PESHAWAR: Workers on Wednesday began pulling down a portion of the Malik Saad Shaheed Flyover to connect its remaining part with the Bus Rapid Transit project’s elevated section.

The two-lane flyover connects the Khyber Bazaar with the Grand Trunk Road and allows motorists outside the city’s limits a quick access to the GT Road.

The only major project executed by the Muttahida Majlis-i-Amal government, it was built in 2007 at a cost of over Rs260 million in two years.

Worker claims three squares, ramp to be pulled down in 20 days

With its both sides closed to traffic, workers kept demolishing a portion of the bridge with sledgehammers, while an excavator was used to pull down the side fence.

A construction worker told Dawn that they had been tasked to pull down three squares of the bridge each measuring 85 feet and the ramp leading to the flyover within 20 days.

An engineering working on the project said they were going to pull down the ramp and three transoms from the LRH side and after that connect the remaining portion with the BRT elevated portion.

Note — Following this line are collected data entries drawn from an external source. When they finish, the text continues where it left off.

PR #453, opened 2018-10-28
rename triv to ★, random cleanup

jonsterling:


library/paths/bool.red
```diff
@@ -6,27 +6,26 @@ import basics.isotoequiv
...
-  coe 0 1 (bool-refl x) in λ i → bool-path/code x (p i)  
+  coe 0 1 (bool-refl x) in λ i → bool-path/code x (p i)
 
-def not/neg : (x : bool) → neg (path bool (not x) x) = 
-  elim [ 
-  | tt → bool-path/encode ff tt 
-  | ff → bool-path/encode tt ff 
-  ]
+def not/neg : (x : bool) → neg (path bool (not x) x) =
+  λ * → bool-path/encode _ _
```
jonsterling: This is ^^cool^^

library/cool/moebius-boundary.red
```diff
@@ -79,24 +81,14 @@ def s1→moebius-boundary→s1 :
   | loop i → λ j → s1→moebius-boundary→s1/loop i j
   ]
 
-quit
+def test (i : 𝕀) : moebius-boundary =
+  s1→moebius-boundary (loop i)
 
--- there is an invalid fhcom in the middle?!
```
jonsterling: I checked and this no longer occurs; I guess we fixed that bug somehow.

favonia: I fixed the bug but the new updates on this file are stacked up in another PR (which was then blocked by another bug).

jonsterling: @favonia Ah, ok.

PR #422, opened 2018-10-19
^cooler^ invariance example

cangiuli:
With lots of help from @jonsterling and @ecavallo.

PR #456, opened 2018-10-29
Unary and binary natural numbers.

cangiuli:
I'm moving this out of #422. The representation is wrong, because `nil` and `cons0 nil` are both zero. Anyone (@ecavallo ?) is welcome to hack on this, but if nobody else does I'll eventually get back to it.

### DIFF
--- a/library/cool/nats.red
+++ b/library/cool/nats.red
@@ -1,0 +1,53 @@
+import prelude
+import data.nat
+import basics.isotoequiv
+
+/-
+data nat where
+| zero
+| suc (x : nat)
+-/
+
+data binnat where
+| nil
+| cons0 (x : binnat)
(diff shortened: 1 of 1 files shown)


clayrat:
In Coq and https://github.com/sbp/idris-bi they use 1 as a base constructor, and then construct nats and ints separately on top of that.

library/cool/nats.red
```diff
@@ -0,0 +1,77 @@
+import prelude
+import data.nat
+import basics.isotoequiv
+
+/-
```
jonsterling: let's remove this comment

cangiuli:
OMG!! I should open PRs with broken code more often! Thank you @favonia!

PR #458, opened 2018-11-01
Detect cyclic module dependency.

favonia:


cangiuli:
Can we generalize this to arbitrary hlevel?

PR #461, opened 2018-11-06
print mismatched names in Quote

clayrat:
Helps when debugging


src/core/Quote.ml
```diff
@@ -2,6 +2,7 @@ open Domain
 open RedBasis
 open Bwd
 open BwdNotation
+open Name
```
jonsterling: Let's not open this, and instead call `Name.to_string`

PR #462, opened 2018-11-12
[vim] Usability improvements.

cangiuli:
This contains three improvements to the vim mode.

- `<LocalLeader>L` and `<LocalLeader>P` add the `--ignore-cache` option.
- Typing `<LocalLeader>l` or `<LocalLeader>L` in the `redtt` output buffer will recheck the most recently checked `.red` file, if it is still open. (Requested by @jonsterling)
- When closing a `.red` buffer, only close the `redtt` output buffer if the `.red` file is the most recently checked one.

### DIFF
--- a/src/frontend/Importer.ml
+++ b/src/frontend/Importer.ml
@@ -57,10 +57,10 @@ struct
       | Some rot -> ret rot
       | None ->
         begin
-          if !ignore_rot then ret None else begin
-            let rotpath = FileRes.stem_to_rot stem in
+          if !ignore_rot then
+            ret None
+          else
             RotIO.try_read ~redsum:None ~importer:import ~stem
-          end
         end >>= function
         | Some rot ->
           store_module stem rot >> ret rot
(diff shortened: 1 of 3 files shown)


favonia:
I have a separate request: adding a new binder to ignore .rot files ("--ignore-cache"). Maybe `<LocalLeader>L`?

cangiuli:
@favonia Done. Right after pushing I realized...do you also want `<LocalLeader>P` for checking a partial file with `--ignore-cache`? (It's trivial to add.)

favonia:
There is no reason for me to say no! LOL

By the way, once redtt becomes mature, maybe we do not need these special keybindings anymore.

jonsterling:
I'm going to try and test this today; I have only several free minutes though, so we'll see.

jonsterling:
@cangiuli Is it intentional that when I run `\l` from inside the output buffer, it moves my cursor to the redtt buffer?

cangiuli:
Yes, but I could be convinced to implement some other behavior. The problem with staying in the output buffer is that I'm not sure where to place the cursor, given that the content is changing completely. The top? The same line number as before? Neither seems satisfactory.

jonsterling:
@cangiuli That's a good point! I'm ok with this behavior. I found it a little surprising, but it doesn't bother me.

The engineer said the contractors were laying piers in the ground parallel to the Malik Saad flyover for the construction of another flyover, which once completed would be used by the motorists to go to GT Road from the LRH and Khyber Bazaar side, while the Malik Saad flyover would serve as starting point o of the BRT elevated portion, which ends near Amn Chowk on the airport in the limits of the Peshawar Cantonment.

An official of the Peshawar Development Authority (PDA), which is executing the project, said that only a portion of the flyover was being dismantled so that it could be connected with the BRT elevated portion.

“It was part of the initial plan to use this bridge for the BRT corridor,” he said.

The initial design proposed to build a mix traffic underpass at Firdous side and BRT buses would have used the eastern end of the Malik Saad flyover to reach the corridor elevated portion.

However, the presence of the Shahi Katha drain at the site forced the engineers to go for the construction of another flyover running parallel to the existing one and for the purpose of allowing traffic coming from Khyber Bazaar side to reach the GT Road.

Shahi Katha, a huge drain of around five meters diameter was built by General Paolo Avitabile, Italian governor of Peshawar under the Maharaja Ranjit Singh rule, but the BRT engineers failed to spot it.

An official told Dawn that that they were going to construct three structures parallel to the Arbab Sikandar flyover so that links connecting City Circular Road with the GT Road and other link roads were not completely blocked.

Work on the Rs49 billion Peshawar BRT project was launched in Oct last year.

The provincial government has announced the completion of the project within six months.

However, the issues resulting from designing and planning have clouded the project and it is feared that the project is unlikely to meet the April 20 deadline set by the provincial government.

The PDA director general and transport secretary were not available for comments.